+++ WORKING DATA

Issue #4235, opened 2025-01-14
Bug FORM IO (2.3) Fixes errors with offering submission missing information validations


astridSABC:
**Describe the Bug**
Red warning fix the error or missing information messages displayed when they should not be. This includes when files are uploaded using the manual uploader (student), no study breaks (add offering), and change section with incomplete info (student)

- [x] Request a Change
- [ ] Student File Uploader
- [x] Application
- [x] Institution Add Offering

### **Expected Behaviour**
If valid information is included for an uploaded form or page, no red "Please fix the following errors before submitting" with links and highlights should be displayed

**Change Request**
Validation errors not being removed when submitting change request for an application.

**Student File Uploader** 
File is uploaded with no red "Please fix the following errors" and the "Document Type" area is not highlighted in red

**Student Family information tab: Yes/No to dependants**
Change section with incomplete info is only for the page that needs to be updated

**Institution Add offering**
Toast message: "Offering was validated successfully and no warnings were displayed" is displayed. Institution user click "Add offering now"

### **Actual Behaviour**

**Student File Uploader**
Warning are displayed even though the file is attached

<img width="300" src="https://api.zenhub.com/attachedFiles/eyJfcmFpbHMiOnsibWVzc2FnZSI6IkJBaHBBeGh0Q0E9PSIsImV4cCI6bnVsbCwicHVyIjoiYmxvYl9pZCJ9fQ==--df13993b2c70092292a7e1188b89bd7eb45a54c7/image.png" alt="image.png" />

**Student Dependants Yes/No**
Warning are also displayed on the financial information and confirm submission tabs.  User must refresh the page for the warnings to be removed.

Family information tab
<img width="300" src="https://api.zenhub.com/attachedFiles/eyJfcmFpbHMiOnsibWVzc2FnZSI6IkJBaHBBMVZ0Q0E9PSIsImV4cCI6bnVsbCwicHVyIjoiYmxvYl9pZCJ9fQ==--3ce25c2214af583833ec411d94f91e8c0a397165/image.png" alt="image.png" />

Financial information tab
<img width="300" src="https://api.zenhub.com/attachedFiles/eyJfcmFpbHMiOnsibWVzc2FnZSI6IkJBaHBBMVp0Q0E9PSIsImV4cCI6bnVsbCwicHVyIjoiYmxvYl9pZCJ9fQ==--3a30420d2b9795c81306f715c9f9c13b87e5d988/image.png" alt="image.png" />

Confirm submission tab
[...]

PR #4349, opened 2025-02-12
#4235 - Student File Upload - Reset after submit

dheepak-aot:
## Student File Upload - Reset after submit

- [x] Updated the formio object typed with `resetValue` from the formio SDK library. `resetValue()` is expected to do more than just resetting the values like setting the form to pristine .etc. 
- [x] Using reset and redraw to mitigate the error shown in student uploader after submit.

image

image


sh16011993 (approved):
LGTM @dheepak-aot 👍

andrewsignori-aot (approved):
👍

Issue #4353, opened 2025-02-13
SIMS Queue Dashboard - Access through IDIR


CarlyCotton:
**User Story**
As a ministry user, I want to be able to access the queues to troubleshoot the processes for SIMS. This should not require me to have OpenShift access and there would be an admin/queues access through the ministry portal. It will be an additional role through keycloak that can be assigned.

**Acceptance Criteria**
- [ ] Provide access to bull dashboard through a sims ministry portal for each environment
- [ ] Enable a keycloak role to control access to the bull dashboard

PR #4363, opened 2025-02-17
#4353 - SIMS Queue Dashboard - Access through IDIR

andrewsignori-aot:
Used a "JWT token exchange" concept to allow access to the "Queues Admin", considering an IDIR(Ministry) user already authenticated and with a specific role. 

> A JWT (JSON Web Token) exchange is a process where an existing JWT is used to obtain a new JWT, often with different claims or for accessing different resources.

_Note:_ Keycloak has a [token exchange preview feature](https://www.keycloak.org/securing-apps/token-exchange) that seems what was needed but is not enabled right now. Also, it would be possible to use our Keycloak js lib and authenticate a second token, but it does not seem to be recommendable and the current approach of SIMS-API issuing a token seems good enough for now.

The SIMS-API will allow access to a specific endpoint `users/queue-admin-token-exchange`, protected under a Ministry role (`aest-queue-dashboard-admin`), to generate a cookie with a SIMS-API issued token where its sole purpose is to allow access to the "Queues Admin". Queues admin is now able to validate the generated token based on a shared secret between the SIMS-API and queue-consumers that allows the token to be signed and validated.

This token is saved in a cookie that will also be accessible by the "Queues Admin", allowing its validation. The token has the security properties sets (`httpOnly`, `secure`, and `sameSite`) to prevent different security vulnerabilities. Some of those must be relaxed for local development only.
_Note:_ `credentials: true` was added under the `app.enableCors` to allow the generated cookie to be saved on the client, otherwise `Axios` would not save it.
Please see below an example of what the generated token looks like, the known [registered claims](https://auth0.com/docs/secure/tokens/json-web-tokens/json-web-token-claims#registered-claims) were used.
```json
{
  "iss": "sims-api",
  "sub": "some-user-guid@idir",
  "aud": "queues-dashboard",
  "iat": 1739839795,
  "exp": 1739839915
}
```

The new way of accessing the "Queues Admin" is using the new link in the Ministry portal. Once accessed, it will generate the token to allow the user to access the queues dashboard.
The new Ministry role (`aest-queue-dashboard-admin`) is intended to show/hide the button to avoid confusion to other users since this is supposed to be accessible to only a few users.

image

## Possible next steps
- Share some API minor utils for the access log.
- Add a GUID to the token to allow a "session" control using a shared resource (like Redis), to invalidate the cookie after a few minutes of inactivity.

## Notes on secret generation

The secret key to be saved to the GitHub should be generated using some strong random generator, for instance, executing the `openssl rand -base64 32`. The value should be sent to the PODs as base64 which means it should be added to GitHub secrets as a base64 string.


configs/env-example
```diff
@@ -136,9 +136,11 @@ REDIS_PORT=6379
 REDIS_PASSWORD=
 REDIS_STANDALONE_MODE=true
 QUEUE_CONSUMERS_PORT=
-QUEUE_DASHBOARD_PASSWORD=
-QUEUE_DASHBOARD_USER=
 QUEUE_PREFIX={sims-local}
+# The below secret should be set with any valid base 64 string for local development.
+QUEUE_DASHBOARD_TOKEN_SECRET=
+QUEUE_DASHBOARD_TOKEN_EXPIRATION_SECONDS=3600
```
dheepak-aot, line 142: Do we need these props in env-example if local ignores token?

devops/Makefile
```diff
@@ -192,6 +192,7 @@ init-secrets:
 		-p ZEEBE_CLIENT_SECRET=$(ZEEBE_CLIENT_SECRET) \
 		-p CAMUNDA_OAUTH_URL=$(CAMUNDA_OAUTH_URL) \
 		-p ZEEBE_GRPC_WORKER_LONGPOLL_SECONDS=$(ZEEBE_GRPC_WORKER_LONGPOLL_SECONDS) \
+		-p QUEUE_DASHBOARD_TOKEN_SECRET=$(QUEUE_DASHBOARD_TOKEN_SECRET) \
```
dheepak-aot, line 195: Init secrets is missing `${QUEUE_DASHBOARD_TOKEN_EXPIRATION_SECONDS}`

.github/workflows/env-setup-deploy-secrets.yml
```diff
@@ -47,6 +47,7 @@ jobs:
       ZEEBE_CLIENT_SECRET: ${{ secrets.ZEEBE_CLIENT_SECRET }}
       CAMUNDA_OAUTH_URL: ${{ secrets.CAMUNDA_OAUTH_URL }}
       ZEEBE_GRPC_WORKER_LONGPOLL_SECONDS: ${{ secrets.ZEEBE_GRPC_WORKER_LONGPOLL_SECONDS }}
+      QUEUE_DASHBOARD_TOKEN_SECRET: ${{ secrets.QUEUE_DASHBOARD_TOKEN_SECRET }}
```
dheepak-aot, line 50: Following env is mising here. 

`QUEUE_DASHBOARD_BASE_URL`

`QUEUE_DASHBOARD_TOKEN_EXPIRATION_SECONDS_KEY`

sources/docker-compose.yml
```diff
@@ -27,6 +27,9 @@ services:
       - REDIS_PASSWORD=${REDIS_PASSWORD}
       - REDIS_STANDALONE_MODE=${REDIS_STANDALONE_MODE}
       - QUEUE_PREFIX=${QUEUE_PREFIX}
+      - QUEUE_DASHBOARD_TOKEN_SECRET=${QUEUE_DASHBOARD_TOKEN_SECRET}
+      - QUEUE_DASHBOARD_TOKEN_EXPIRATION_SECONDS=${QUEUE_DASHBOARD_TOKEN_EXPIRATION_SECONDS}
```
dheepak-aot, line 31: Similar to https://github.com/bcgov/SIMS/pull/4363/files#r1962301922

sources/packages/backend/apps/api/src/main.ts
```diff
@@ -55,6 +55,7 @@ async function bootstrap() {
   app.enableCors({
     exposedHeaders: "Content-Disposition",
     origin: allowAnyOrigin,
+    credentials: true,
```
dheepak-aot, line 58: Asking for my understanding. Why do we need to enable this cors header?

sources/packages/backend/libs/services/src/constants/system-configurations-constants.ts
```diff
@@ -90,3 +90,8 @@ export const BLOCKED_DISBURSEMENT_NOTIFICATION_MIN_DAYS_INTERVAL = 7;
  * Represents the maximum number of disbursement blocked notifications to send.
  * */
 export const BLOCKED_DISBURSEMENT_MAXIMUM_NOTIFICATIONS_TO_SEND = 3;
+
+/**
+ * Bull Dashboard route.
+ */
+export const BULL_BOARD_ROUTE = "admin/queues";
```
dheepak-aot, line 97: the route needs in `/` in the end on open shift environments. 

image

sources/packages/backend/apps/api/src/route-controllers/config/config.controller.ts
```diff
@@ -38,6 +39,7 @@ export class ConfigController extends BaseController {
       maximumIdleTimeForWarningAEST:
         this.configService.maximumIdleTimeForWarningAEST,
       appEnv: this.configService.appEnv,
+      queueDashboardURL: `${process.env.QUEUE_DASHBOARD_BASE_URL}/${BULL_BOARD_ROUTE}`,
```
dheepak-aot, line 42: For the base URL, can we use the current context URL similar to the way how we get API URL in web?

image

devops/Makefile
andrewsignori-aot: It is not missing, it is just configured as a default value. I was not sure about exposing it or not.
I can add to the GitHub actions.

configs/env-example
andrewsignori-aot: They are currently used for local development. We can decide on removing it or the developer can just add a big number to the session that would last for the day.
Making it work locally simular to the deployed version has the benefit of allowing it to be tested in the same way locally.
I would be open either way leaning a bit more for keeping the local behavior close to the prod version.

devops/openshift/init-secrets.yml
```diff
@@ -198,17 +199,17 @@ parameters:
...
-    generate: expression
-    from: "[a-zA-Z0-9]{32}"
+  - name: QUEUE_DASHBOARD_TOKEN_SECRET
+    description: Bull board token secret for token generation and validation.
+    displayName: Queue dashboard token secret
+    required: true
+  - name: QUEUE_DASHBOARD_TOKEN_EXPIRATION_SECONDS
+    description: Bull board token expiration(seconds).
+    displayName: Queue dashboard token expiration seconds.
+    value: 3600
```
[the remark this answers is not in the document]
andrewsignori-aot: I was not willing to have it configured to avoid this to be configured way beyond 1h. I would try to have it configured as low as possible for security but I can assume that someone with access wold be responsible enough to think about it also.
I will expose it to GitHub actions.

sources/packages/backend/libs/services/src/constants/system-configurations-constants.ts
andrewsignori-aot: This configuration is not new and was just moved. I believe that if it was wrong it was already causing some issues. Does it make sense?

sources/packages/backend/apps/api/src/route-controllers/config/config.controller.ts
andrewsignori-aot: The above-mentioned one has two hardcoded values (including the port) while the one in the PR is fully configurable. I would change the one in the example to follow the same idea from the one in this PR 😄 
image

sources/packages/backend/apps/queue-consumers/src/bull-board/bull-board-authentication.middleware.ts
```diff
@@ -0,0 +1,125 @@
...
+      } else if (error instanceof JsonWebTokenError) {
+        forbiddenError = "invalid token";
+      } else {
+        forbiddenError = "authentication failed";
+        // Only add an error log if the error in unknown.
+        this.logger.error("Queues dashboard authentication error.", error);
+      }
+      response
+        .status(HttpStatusCode.Forbidden)
+        .send(`Not possible to authenticate: ${forbiddenError}.`);
```
dheepak-aot, line 80: Switch case ?

andrewsignori-aot: Is there a benefit to using it when testing `error instanceof TokenExpiredError`?

sources/tests/docker-compose.yml
```diff
@@ -25,6 +25,9 @@ services:
       - REDIS_PASSWORD=${REDIS_PASSWORD}
       - REDIS_STANDALONE_MODE=${REDIS_STANDALONE_MODE}
       - QUEUE_PREFIX=${QUEUE_PREFIX}
+      - QUEUE_DASHBOARD_TOKEN_SECRET=${QUEUE_DASHBOARD_TOKEN_SECRET}
+      - QUEUE_DASHBOARD_TOKEN_EXPIRATION_SECONDS=${QUEUE_DASHBOARD_TOKEN_EXPIRATION_SECONDS}
```
dheepak-aot, line 29: Same comment about local not requiring to authnticate.

sources/packages/backend/apps/api/src/main.ts
andrewsignori-aot: This will allow the client (Axios) to process the 'set-cookie' header and persist the cookie to the browser.

sources/tests/docker-compose.yml
andrewsignori-aot: Same answer 😄 
Is there a problem with having the local authentication enabled?
The basic auth was also enabled in the local.

devops/Makefile
andrewsignori-aot: `QUEUE_DASHBOARD_TOKEN_EXPIRATION_SECONDS` was changed to be exposed in GitHub vars and, if not provided, will be set at 3600 by the `make`.

.github/workflows/env-setup-deploy-secrets.yml
andrewsignori-aot: `QUEUE_DASHBOARD_TOKEN_EXPIRATION_SECONDS_KEY` is now configurable.
`QUEUE_DASHBOARD_BASE_URL` is populated by the `make` no need to set it.

devops/openshift/init-secrets.yml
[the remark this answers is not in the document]
andrewsignori-aot: `QUEUE_DASHBOARD_TOKEN_EXPIRATION_SECONDS` was changed to be exposed in GitHub vars and, if not provided, will be set at 3600 by the `make`.

sources/packages/backend/libs/auth/src/services/queues-dashboard/queue-dashboard.models.ts
```diff
@@ -0,0 +1,25 @@
...
+   * Subject of the JWT (the Ministry user guid).
+   */
+  sub: string;
+  /**
+   * Recipient for which the JWT is intended
+   */
+  aud: string;
+  /**
+   * Time after which the JWT expires
+   */
```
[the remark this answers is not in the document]
andrewsignori-aot: Added.

sources/packages/web/src/services/AuthService.ts
```diff
@@ -301,6 +306,10 @@ export class AuthService {
         break;
       }
       case ClientIdType.AEST: {
+        const { hasRole } = useAuth();
+        if (hasRole(Role.AESTQueueDashboardAdmin)) {
+          await UserService.shared.removeAdminTokenExchange();
+        }
```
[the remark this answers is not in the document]
andrewsignori-aot: Removing the cookie also "logout" the "queues admin". It allows the Ministry user to "invalidate" the "Queues Admin" login. Since it has an 1h expiration right now, even if the user logs off from the Ministry portal the "Queues Admin" would still be "accessible".

devops/Makefile
```diff
@@ -200,6 +203,7 @@ init-secrets:
 		-p S3_ENDPOINT=$(S3_ENDPOINT) \
 		-p S3_DEFAULT_BUCKET=$(S3_DEFAULT_BUCKET) \
 		-p S3_REGION=$(S3_REGION) \
+		-p QUEUE_DASHBOARD_BASE_URL=$(HOST) \
```
sh16011993, line 206: `HOST` is defined from `DOMAIN_PREFIX` and `DOMAIN`.

`DOMAIN` does not have a default value and is not passed from the `env-setup-deploy-secrets`. I believe it needs to be passed from there.

devops/openshift/init-secrets.yml
```diff
@@ -37,8 +37,9 @@ objects:
       zeebe-client-secret: ${ZEEBE_CLIENT_SECRET}
       camunda-oauth-url: ${CAMUNDA_OAUTH_URL}
       zeebe-grpc-worker-longpoll-seconds: ${ZEEBE_GRPC_WORKER_LONGPOLL_SECONDS}
-      queue-dashboard-user: ${QUEUE_DASHBOARD_USER}
-      queue-dashboard-password: ${QUEUE_DASHBOARD_PASSWORD}
+      queue-dashboard-token-secret: ${QUEUE_DASHBOARD_TOKEN_SECRET}
+      queue-dashboard-token-expiration-minutes: ${QUEUE_DASHBOARD_TOKEN_EXPIRATION_SECONDS}
```
sh16011993, line 41: LHS has minutes and RHS has seconds. Is it okay?

devops/Makefile
dheepak-aot, line 206: Adding comment here for record. As we discussed, need to validate if we have to prefix the `https://`before the HOST to make it work.

andrewsignori-aot: The `HOST` variable is the same one used to define the route for the PODs, hence it is already per environment.

devops/openshift/init-secrets.yml
andrewsignori-aot: Fixed.

devops/Makefile
andrewsignori-aot: Prefixed the host with "https" to ensure the URL will be absolute.

sh16011993: I didn't get the above comment. Will check with you tomorrow.

andrewsignori-aot: I got it now. I moved the `QUEUE_DASHBOARD_BASE_URL` to the API deploy now.

sh16011993 (approved):
Great work @andrewsignori-aot 👍  Thanks for clarifying my questions from the PR.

++++++

Every line where "intended" appears must be returned from the listing above.

The new Ministry role (`aest-queue-dashboard-admin`) is intended to show/hide the button to avoid confusion to other users since this is supposed to be accessible to only a few users.
+   * Recipient for which the JWT is intended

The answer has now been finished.